(Stored data entries)
◇ ◇ ◇ ◇ ◇ ◇ ◇

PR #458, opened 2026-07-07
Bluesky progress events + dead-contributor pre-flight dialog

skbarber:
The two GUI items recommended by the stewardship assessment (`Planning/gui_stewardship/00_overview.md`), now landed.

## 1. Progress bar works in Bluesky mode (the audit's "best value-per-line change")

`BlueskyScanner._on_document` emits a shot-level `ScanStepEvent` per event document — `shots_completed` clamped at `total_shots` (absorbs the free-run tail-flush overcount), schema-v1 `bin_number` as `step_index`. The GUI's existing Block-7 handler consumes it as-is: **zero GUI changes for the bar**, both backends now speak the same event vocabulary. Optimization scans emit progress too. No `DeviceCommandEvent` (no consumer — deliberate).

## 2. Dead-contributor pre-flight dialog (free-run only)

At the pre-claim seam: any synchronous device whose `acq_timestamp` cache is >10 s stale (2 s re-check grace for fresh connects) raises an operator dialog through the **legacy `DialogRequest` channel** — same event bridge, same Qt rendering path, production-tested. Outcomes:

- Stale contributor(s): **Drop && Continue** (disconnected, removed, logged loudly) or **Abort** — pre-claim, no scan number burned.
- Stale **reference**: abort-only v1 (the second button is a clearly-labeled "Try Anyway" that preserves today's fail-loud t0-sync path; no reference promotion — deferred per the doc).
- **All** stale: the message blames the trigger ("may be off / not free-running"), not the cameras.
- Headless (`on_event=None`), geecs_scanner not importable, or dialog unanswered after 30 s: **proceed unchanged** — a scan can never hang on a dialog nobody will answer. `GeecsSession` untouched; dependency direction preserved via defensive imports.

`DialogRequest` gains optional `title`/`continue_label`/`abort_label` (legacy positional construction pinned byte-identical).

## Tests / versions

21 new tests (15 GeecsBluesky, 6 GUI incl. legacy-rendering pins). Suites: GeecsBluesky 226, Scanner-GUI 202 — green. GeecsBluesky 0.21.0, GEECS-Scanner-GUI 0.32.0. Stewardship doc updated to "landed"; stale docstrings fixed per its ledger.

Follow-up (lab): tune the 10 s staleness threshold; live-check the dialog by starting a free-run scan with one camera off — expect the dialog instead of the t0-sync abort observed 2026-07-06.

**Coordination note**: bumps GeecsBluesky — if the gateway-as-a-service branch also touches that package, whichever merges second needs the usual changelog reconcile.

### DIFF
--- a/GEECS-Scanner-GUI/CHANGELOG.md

◇ ◇ ◇ ◇ ◇ ◇ ◇

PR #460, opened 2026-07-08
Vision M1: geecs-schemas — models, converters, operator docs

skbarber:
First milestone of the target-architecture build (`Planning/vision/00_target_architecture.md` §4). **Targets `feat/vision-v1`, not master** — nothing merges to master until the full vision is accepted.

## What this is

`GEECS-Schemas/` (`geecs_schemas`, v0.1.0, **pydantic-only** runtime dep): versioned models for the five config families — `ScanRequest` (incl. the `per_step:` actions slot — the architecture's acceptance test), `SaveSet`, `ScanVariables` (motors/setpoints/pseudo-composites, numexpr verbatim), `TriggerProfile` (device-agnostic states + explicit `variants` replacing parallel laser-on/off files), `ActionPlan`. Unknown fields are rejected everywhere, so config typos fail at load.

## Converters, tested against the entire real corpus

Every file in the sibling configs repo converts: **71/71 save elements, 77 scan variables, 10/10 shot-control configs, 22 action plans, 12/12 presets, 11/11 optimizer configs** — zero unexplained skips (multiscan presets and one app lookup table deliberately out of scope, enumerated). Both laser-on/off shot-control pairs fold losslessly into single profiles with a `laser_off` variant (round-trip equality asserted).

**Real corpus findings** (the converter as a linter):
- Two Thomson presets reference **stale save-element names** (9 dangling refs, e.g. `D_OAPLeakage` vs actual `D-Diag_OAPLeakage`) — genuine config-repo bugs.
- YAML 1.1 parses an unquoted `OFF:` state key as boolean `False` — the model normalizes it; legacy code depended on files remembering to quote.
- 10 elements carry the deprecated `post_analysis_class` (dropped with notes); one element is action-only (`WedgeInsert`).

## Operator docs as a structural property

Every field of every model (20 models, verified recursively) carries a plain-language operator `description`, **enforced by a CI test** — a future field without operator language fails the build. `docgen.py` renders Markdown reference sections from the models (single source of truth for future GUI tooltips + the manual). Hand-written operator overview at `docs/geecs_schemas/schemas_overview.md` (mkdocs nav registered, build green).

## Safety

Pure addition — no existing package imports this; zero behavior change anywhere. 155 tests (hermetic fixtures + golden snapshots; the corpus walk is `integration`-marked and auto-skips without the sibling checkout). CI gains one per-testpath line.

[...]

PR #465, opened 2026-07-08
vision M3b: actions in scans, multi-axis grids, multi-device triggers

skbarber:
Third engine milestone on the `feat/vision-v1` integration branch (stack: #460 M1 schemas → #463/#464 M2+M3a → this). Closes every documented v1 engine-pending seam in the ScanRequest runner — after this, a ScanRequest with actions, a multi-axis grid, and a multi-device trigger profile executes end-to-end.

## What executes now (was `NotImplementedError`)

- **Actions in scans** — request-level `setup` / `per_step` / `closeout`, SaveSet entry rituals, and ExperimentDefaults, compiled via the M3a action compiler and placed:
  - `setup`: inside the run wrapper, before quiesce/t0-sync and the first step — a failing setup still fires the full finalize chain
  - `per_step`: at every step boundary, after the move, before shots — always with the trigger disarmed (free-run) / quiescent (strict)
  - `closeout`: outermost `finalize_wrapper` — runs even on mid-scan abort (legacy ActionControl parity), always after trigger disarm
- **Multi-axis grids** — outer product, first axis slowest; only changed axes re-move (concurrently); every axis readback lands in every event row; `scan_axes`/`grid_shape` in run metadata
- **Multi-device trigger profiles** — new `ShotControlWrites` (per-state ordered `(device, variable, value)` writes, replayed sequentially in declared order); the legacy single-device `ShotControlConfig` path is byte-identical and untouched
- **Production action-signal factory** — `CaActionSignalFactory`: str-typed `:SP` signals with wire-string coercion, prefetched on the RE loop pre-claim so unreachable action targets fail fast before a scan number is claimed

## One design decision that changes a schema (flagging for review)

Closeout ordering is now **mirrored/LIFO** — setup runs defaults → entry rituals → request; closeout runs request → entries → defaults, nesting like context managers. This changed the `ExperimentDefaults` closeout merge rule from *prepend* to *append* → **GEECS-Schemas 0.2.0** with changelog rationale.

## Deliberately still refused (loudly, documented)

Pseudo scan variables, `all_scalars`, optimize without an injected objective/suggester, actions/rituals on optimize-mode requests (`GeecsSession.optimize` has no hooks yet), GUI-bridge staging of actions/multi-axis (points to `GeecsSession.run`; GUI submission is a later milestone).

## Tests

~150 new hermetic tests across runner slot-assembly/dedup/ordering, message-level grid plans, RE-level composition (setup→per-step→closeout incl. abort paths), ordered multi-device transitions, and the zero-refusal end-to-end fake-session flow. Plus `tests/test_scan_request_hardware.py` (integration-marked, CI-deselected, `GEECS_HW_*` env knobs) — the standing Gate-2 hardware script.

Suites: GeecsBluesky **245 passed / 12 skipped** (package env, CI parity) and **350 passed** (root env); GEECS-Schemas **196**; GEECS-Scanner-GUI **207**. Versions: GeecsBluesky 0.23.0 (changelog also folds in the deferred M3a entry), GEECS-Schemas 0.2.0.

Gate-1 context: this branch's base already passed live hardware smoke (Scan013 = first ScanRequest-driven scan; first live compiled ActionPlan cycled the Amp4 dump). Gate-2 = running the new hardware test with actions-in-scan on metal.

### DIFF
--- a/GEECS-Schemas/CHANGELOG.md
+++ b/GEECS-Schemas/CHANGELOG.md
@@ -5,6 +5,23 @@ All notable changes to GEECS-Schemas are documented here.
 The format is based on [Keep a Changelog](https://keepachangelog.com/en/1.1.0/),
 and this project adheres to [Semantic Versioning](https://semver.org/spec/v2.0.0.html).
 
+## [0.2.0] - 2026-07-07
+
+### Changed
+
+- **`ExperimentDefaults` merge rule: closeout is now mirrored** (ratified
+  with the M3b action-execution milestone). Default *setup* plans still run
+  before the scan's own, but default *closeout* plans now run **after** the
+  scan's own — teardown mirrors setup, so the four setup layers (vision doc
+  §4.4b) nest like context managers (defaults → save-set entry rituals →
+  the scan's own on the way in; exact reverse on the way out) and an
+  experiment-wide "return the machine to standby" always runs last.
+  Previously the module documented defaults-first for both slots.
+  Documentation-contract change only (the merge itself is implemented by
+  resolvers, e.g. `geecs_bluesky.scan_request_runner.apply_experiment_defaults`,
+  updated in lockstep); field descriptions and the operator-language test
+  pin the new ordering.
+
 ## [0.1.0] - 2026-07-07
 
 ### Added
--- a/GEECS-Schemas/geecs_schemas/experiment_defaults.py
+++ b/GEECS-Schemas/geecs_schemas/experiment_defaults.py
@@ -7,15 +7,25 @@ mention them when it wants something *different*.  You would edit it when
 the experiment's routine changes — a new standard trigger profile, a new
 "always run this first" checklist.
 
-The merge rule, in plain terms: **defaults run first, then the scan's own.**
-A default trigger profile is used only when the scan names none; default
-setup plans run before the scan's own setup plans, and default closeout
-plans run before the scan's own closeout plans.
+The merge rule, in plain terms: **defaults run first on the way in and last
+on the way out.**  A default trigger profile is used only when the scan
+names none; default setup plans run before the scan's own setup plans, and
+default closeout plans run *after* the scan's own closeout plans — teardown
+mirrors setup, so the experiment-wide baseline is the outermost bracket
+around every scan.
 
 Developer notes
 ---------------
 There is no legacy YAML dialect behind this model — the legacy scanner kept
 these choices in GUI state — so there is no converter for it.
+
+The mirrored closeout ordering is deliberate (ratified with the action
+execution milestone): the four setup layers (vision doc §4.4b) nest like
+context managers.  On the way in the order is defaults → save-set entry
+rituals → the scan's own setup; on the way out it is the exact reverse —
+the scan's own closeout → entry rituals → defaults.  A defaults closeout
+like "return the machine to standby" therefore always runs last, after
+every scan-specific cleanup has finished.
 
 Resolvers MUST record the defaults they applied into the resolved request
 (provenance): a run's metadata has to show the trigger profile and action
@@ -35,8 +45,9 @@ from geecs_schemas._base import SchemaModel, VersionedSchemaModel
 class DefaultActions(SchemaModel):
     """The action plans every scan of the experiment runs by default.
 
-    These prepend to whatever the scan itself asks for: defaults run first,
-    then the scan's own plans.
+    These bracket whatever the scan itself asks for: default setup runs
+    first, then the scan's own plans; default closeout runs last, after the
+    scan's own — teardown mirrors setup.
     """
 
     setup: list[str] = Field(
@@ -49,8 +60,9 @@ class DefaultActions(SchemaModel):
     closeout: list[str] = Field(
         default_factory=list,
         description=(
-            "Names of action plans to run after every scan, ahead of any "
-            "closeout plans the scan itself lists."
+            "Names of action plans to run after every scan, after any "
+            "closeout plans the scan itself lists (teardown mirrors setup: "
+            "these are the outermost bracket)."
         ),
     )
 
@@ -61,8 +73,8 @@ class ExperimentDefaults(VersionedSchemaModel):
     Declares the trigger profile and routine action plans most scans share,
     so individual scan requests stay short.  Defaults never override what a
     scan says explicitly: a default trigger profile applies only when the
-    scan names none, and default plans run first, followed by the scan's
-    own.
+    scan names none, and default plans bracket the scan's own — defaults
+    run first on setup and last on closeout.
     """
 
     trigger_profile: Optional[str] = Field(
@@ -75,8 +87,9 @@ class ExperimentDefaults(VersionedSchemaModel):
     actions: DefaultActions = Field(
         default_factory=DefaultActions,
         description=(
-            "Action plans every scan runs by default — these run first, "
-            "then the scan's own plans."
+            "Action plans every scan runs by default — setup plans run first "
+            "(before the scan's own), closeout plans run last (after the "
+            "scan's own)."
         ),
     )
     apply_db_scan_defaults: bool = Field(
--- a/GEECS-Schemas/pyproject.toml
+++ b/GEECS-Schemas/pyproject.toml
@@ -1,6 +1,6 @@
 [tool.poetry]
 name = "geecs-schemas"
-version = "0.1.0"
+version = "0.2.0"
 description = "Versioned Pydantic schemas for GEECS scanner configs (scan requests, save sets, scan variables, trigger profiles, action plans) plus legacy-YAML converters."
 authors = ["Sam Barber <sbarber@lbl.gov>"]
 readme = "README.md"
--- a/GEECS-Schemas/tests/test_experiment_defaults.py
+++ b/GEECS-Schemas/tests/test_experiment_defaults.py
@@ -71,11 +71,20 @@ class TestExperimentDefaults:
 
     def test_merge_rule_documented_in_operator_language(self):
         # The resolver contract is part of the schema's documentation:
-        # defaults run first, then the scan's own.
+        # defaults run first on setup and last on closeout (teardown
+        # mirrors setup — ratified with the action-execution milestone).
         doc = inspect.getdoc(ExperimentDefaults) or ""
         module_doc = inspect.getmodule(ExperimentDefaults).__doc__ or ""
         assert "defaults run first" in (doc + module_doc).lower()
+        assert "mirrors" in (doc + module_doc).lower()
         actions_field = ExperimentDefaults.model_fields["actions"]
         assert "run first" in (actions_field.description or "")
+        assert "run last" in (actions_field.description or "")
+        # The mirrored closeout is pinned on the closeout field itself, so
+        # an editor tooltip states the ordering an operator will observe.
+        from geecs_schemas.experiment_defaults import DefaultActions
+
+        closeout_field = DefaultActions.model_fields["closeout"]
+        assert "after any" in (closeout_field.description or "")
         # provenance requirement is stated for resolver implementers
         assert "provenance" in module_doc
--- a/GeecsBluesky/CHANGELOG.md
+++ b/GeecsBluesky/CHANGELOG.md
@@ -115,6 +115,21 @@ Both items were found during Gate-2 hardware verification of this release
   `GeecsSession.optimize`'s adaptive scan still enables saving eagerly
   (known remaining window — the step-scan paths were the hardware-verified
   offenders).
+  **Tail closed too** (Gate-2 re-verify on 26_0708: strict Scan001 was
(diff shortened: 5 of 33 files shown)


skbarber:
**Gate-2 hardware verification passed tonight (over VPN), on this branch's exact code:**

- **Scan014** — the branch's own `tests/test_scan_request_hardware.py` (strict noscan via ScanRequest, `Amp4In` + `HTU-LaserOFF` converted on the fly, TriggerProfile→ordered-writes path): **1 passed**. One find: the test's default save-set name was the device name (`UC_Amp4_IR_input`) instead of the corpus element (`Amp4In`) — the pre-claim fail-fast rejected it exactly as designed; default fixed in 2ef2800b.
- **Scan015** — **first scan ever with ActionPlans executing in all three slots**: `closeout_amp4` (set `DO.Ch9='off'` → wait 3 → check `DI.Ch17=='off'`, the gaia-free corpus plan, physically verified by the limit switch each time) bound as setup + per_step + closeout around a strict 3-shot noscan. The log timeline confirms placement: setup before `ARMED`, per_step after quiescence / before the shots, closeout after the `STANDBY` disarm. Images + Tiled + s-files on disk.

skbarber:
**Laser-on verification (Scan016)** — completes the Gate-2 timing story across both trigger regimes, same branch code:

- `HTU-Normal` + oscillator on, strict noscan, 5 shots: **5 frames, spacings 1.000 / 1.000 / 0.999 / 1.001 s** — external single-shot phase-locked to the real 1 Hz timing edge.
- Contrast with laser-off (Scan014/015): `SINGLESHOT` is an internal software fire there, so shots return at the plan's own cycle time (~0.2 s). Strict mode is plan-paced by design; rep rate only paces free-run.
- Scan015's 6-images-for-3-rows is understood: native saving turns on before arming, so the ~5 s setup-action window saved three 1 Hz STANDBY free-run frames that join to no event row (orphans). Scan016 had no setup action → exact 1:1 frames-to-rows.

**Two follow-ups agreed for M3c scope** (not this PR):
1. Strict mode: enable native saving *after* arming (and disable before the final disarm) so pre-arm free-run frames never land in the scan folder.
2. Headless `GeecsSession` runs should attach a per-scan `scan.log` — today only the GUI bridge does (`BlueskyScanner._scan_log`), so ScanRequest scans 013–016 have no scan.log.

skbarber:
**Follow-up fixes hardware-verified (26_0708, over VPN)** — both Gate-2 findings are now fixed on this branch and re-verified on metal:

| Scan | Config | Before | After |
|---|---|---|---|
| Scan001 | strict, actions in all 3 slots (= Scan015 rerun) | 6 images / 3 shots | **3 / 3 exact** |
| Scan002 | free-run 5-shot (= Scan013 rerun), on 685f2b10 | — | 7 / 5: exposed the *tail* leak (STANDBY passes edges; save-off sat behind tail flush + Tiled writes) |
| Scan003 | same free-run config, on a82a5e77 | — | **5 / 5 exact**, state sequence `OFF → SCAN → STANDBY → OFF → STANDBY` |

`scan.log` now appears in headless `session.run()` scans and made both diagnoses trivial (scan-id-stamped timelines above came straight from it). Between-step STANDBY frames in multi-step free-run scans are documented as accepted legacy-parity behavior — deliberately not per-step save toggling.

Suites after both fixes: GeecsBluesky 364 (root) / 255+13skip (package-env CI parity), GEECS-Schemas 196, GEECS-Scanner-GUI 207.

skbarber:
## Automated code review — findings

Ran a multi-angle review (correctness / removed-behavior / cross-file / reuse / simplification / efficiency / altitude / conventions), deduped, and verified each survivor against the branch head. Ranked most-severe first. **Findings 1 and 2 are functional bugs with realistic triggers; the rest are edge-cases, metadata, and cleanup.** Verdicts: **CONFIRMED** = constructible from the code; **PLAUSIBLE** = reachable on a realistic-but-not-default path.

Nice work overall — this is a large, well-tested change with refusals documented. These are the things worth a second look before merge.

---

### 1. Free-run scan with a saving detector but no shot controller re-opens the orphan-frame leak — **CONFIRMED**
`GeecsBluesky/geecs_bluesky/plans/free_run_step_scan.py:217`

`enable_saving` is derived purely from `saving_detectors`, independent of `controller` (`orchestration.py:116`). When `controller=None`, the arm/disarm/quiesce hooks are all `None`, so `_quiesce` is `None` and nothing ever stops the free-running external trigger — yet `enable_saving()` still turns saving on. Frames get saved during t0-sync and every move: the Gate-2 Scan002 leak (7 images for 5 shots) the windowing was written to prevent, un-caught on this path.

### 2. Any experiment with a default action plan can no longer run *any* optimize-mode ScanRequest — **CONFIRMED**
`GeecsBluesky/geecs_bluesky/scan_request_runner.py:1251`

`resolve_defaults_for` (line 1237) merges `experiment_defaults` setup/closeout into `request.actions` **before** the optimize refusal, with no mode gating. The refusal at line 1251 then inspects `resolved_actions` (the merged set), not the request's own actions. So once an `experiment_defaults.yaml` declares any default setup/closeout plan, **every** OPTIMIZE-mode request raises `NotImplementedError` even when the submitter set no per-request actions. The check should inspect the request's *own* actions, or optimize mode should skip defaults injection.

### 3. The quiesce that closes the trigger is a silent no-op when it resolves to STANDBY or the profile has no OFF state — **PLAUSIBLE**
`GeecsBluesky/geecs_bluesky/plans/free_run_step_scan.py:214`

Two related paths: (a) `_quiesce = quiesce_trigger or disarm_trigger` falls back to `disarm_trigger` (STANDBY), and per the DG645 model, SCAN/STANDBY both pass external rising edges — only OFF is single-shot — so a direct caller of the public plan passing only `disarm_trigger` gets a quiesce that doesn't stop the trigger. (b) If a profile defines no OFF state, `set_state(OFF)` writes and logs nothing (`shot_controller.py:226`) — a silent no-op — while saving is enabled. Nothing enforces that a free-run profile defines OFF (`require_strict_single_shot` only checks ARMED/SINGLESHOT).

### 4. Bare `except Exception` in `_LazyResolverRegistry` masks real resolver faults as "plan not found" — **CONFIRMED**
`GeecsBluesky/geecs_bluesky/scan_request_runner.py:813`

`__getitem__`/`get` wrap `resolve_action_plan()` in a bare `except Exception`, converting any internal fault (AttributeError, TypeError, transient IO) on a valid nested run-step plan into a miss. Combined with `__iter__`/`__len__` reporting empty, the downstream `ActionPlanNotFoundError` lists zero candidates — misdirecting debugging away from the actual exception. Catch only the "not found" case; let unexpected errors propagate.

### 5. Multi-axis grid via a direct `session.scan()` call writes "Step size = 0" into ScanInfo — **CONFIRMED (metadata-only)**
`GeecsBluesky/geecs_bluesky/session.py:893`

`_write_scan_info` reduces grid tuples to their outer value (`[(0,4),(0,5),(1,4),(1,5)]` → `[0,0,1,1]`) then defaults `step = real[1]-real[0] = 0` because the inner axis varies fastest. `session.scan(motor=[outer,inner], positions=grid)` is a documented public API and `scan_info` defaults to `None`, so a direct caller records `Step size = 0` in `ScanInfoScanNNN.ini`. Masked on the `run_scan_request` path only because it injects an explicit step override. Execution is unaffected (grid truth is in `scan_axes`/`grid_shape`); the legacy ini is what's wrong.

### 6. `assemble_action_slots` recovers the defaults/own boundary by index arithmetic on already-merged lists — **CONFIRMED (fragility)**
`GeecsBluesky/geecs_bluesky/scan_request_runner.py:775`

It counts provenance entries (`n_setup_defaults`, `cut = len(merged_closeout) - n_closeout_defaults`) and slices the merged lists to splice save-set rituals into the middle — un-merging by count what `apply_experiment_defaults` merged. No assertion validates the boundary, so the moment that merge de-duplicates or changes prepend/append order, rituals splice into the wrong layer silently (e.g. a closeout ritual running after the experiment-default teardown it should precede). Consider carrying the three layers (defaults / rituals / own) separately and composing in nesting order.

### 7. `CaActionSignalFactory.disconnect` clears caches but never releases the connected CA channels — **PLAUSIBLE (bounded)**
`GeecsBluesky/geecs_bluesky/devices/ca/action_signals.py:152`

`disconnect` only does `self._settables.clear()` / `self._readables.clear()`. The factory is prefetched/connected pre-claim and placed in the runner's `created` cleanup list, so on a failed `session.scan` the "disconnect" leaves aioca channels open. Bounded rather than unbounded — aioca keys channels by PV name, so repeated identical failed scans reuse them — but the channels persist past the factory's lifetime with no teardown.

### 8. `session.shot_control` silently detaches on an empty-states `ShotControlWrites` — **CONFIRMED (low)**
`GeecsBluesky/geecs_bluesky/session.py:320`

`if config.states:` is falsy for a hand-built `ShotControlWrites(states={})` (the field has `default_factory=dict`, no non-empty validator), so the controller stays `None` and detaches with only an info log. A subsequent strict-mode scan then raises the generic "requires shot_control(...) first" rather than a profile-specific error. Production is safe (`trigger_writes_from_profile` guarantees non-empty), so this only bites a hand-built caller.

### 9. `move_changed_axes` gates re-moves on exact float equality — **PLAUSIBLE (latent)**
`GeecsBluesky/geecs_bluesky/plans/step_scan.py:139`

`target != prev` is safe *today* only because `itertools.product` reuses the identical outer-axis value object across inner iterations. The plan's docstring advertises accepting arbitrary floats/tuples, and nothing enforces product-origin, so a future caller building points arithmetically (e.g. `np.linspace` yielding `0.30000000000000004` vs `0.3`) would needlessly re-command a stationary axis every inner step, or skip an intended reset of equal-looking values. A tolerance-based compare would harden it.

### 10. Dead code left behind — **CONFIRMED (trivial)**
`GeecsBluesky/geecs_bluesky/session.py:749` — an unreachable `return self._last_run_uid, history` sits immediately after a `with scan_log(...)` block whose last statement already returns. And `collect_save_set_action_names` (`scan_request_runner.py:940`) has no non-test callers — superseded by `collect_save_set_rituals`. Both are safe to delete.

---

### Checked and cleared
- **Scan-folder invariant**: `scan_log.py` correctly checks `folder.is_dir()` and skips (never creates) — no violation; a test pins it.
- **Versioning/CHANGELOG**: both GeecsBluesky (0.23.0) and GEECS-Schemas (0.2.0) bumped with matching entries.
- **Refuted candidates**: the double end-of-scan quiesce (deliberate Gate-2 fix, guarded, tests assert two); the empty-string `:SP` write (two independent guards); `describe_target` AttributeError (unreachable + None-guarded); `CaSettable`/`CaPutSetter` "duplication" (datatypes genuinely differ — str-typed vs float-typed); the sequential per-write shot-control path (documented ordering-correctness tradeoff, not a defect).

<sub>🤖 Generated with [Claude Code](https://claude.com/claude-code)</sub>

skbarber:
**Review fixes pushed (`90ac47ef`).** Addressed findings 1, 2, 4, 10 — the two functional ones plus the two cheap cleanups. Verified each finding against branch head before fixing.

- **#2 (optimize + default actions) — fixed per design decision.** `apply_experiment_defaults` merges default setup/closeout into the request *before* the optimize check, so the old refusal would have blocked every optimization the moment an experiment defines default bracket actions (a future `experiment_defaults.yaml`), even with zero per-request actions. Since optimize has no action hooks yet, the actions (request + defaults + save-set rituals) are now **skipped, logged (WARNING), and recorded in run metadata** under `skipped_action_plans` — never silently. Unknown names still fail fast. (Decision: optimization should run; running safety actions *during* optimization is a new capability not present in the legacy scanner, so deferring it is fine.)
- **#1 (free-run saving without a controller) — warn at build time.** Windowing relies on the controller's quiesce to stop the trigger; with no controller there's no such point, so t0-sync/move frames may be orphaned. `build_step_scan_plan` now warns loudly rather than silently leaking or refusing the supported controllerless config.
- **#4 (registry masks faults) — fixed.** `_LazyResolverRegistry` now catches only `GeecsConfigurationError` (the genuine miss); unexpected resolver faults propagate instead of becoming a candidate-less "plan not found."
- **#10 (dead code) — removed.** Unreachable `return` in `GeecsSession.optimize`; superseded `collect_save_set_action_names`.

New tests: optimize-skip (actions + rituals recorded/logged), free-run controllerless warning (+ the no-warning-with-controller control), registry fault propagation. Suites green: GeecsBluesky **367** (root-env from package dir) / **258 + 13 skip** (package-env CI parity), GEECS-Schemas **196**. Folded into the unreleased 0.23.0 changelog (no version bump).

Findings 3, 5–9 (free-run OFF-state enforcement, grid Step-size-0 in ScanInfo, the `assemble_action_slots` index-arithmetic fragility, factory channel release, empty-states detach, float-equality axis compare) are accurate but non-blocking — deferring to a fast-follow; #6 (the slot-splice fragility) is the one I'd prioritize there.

◇ ◇ ◇ ◇ ◇ ◇ ◇

__Aim of the exercise__
Restate word for word the entries above, starting at the line with "-49,8 +60,9 @@" and ending at the line with "by the scan's", inclusive, and no others.

__Solved problem__
@@ -49,8 +60,9 @@ class DefaultActions(SchemaModel):
     closeout: list[str] = Field(
         default_factory=list,
         description=(
-            "Names of action plans to run after every scan, ahead of any "
-            "closeout plans the scan itself lists."
+            "Names of action plans to run after every scan, after any "
+            "closeout plans the scan itself lists (teardown mirrors setup: "
+            "these are the outermost bracket)."
         ),
     )
 
@@ -61,8 +73,8 @@ class ExperimentDefaults(VersionedSchemaModel):
     Declares the trigger profile and routine action plans most scans share,
     so individual scan requests stay short.  Defaults never override what a
     scan says explicitly: a default trigger profile applies only when the
-    scan names none, and default plans run first, followed by the scan's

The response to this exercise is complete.